== TASK DESCRIPTION ==
Filter these entries down to lines holding "they".

*** EXERCISE INPUTS ***

PR #144, opened 2025-03-13
chore: improve tracing handling

jeluard:
Clarifies `tracing` usage by advocating to leverage smaller functions and `instrument`.
Remove `parent` from spans as they should be inherited, this removes the need to pass too much spans around, cleaning the API.
The one thing to enable this is to make sure `parent` spans are kept when crossing threads. `gasket` handles this internally so without modifying `gasket` this has to be done manually on `amaru` side when crossing stages.

* instrument driven (no `_span` usage), always use `Level::TRACE` and `skip_all`
* no more `EVENT_TARGET`
* one `span` per transaction
* event can be attached to the current span

TLDR for devs:

* only use `instrument`
* new `fields` can be added dynamically to the current span (created by the closest `instrument`) but they have to be listed in `instrument`
* `events` can be added via `trace!` (and family) macros
* do not abuse `instrument` as it clogs the system and make it harder to understand the flow

A typical block processing now looks like the following:

Capture d’écran 2025-03-18 à 10 44 54

## Summary by CodeRabbit

- **New Features**
	- Introduced updated block processing and state management to deliver improved system stability and observability.
	- Added new methods for managing rewards and state within the ledger.
	- Enhanced logging capabilities in the `roll_back` method for better traceability.
	- Added a new method for ticking pools in the store, improving operational efficiency.
	- Simplified the `PullEvent::Rollback` variant for clearer event handling.

- **Refactor**
	- Streamlined internal interfaces by removing redundant parameters and consolidating processing logic, resulting in smoother operations.
	- Improved method signatures to enhance usability without consuming instances.
	- Adjusted tracing instrumentation to improve logging clarity by omitting parameters.
	- Refactored methods in the `Stage` and `Worker` structs for better span management.

- **Chores**
	- Added refined methods for reward adjustments, state updates, and metric resets, enhancing overall system performance and monitoring.
	- Included a new dependency for enhanced tracing capabilities in the consensus package.
	- Removed an unused dependency from the shared examples.

### DIFF
--- a/Cargo.lock
+++ b/Cargo.lock
@@ -57,7 +57,7 @@ dependencies = [
  "sysinfo",
  "tempfile",
  "test-case",
- "thiserror 2.0.11",
+ "thiserror 2.0.12",
  "tokio",
  "tokio-util",
  "tracing",
@@ -87,9 +87,10 @@ dependencies = [
  "rayon",
  "rocksdb",
  "tempfile",
- "thiserror 2.0.11",
+ "thiserror 2.0.12",
  "tokio",
  "tracing",
+ "tracing-opentelemetry",
 ]
 
 [[package]]
@@ -119,7 +120,7 @@ dependencies = [
  "num",
  "proptest",
  "serde",
- "thiserror 2.0.11",
+ "thiserror 2.0.12",
  "tracing",
 ]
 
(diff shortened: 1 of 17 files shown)


abailly (commented):
Looks much better!

abailly (approved):

KtorZ (approved):
Nice. 

I've done another pass to remove some redundant fields from spans, and to split in even smaller pieces the surroundings of the volatile state management.

PR #146, opened 2025-03-14
chore: show that to_cbor errors are actually Infallible when buffer is Vec.

KtorZ:
Related to: https://github.com/pragma-org/amaru/pull/129#discussion_r1995135296


crates/amaru-kernel/src/lib.rs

*** End of EXERCISE INPUTS ***

== YOUR SOLUTION ==
Remove `parent` from spans as they should be inherited, this removes the need to pass too much spans around, cleaning the API.
* new `fields` can be added dynamically to the current span (created by the closest `instrument`) but they have to be listed in `instrument`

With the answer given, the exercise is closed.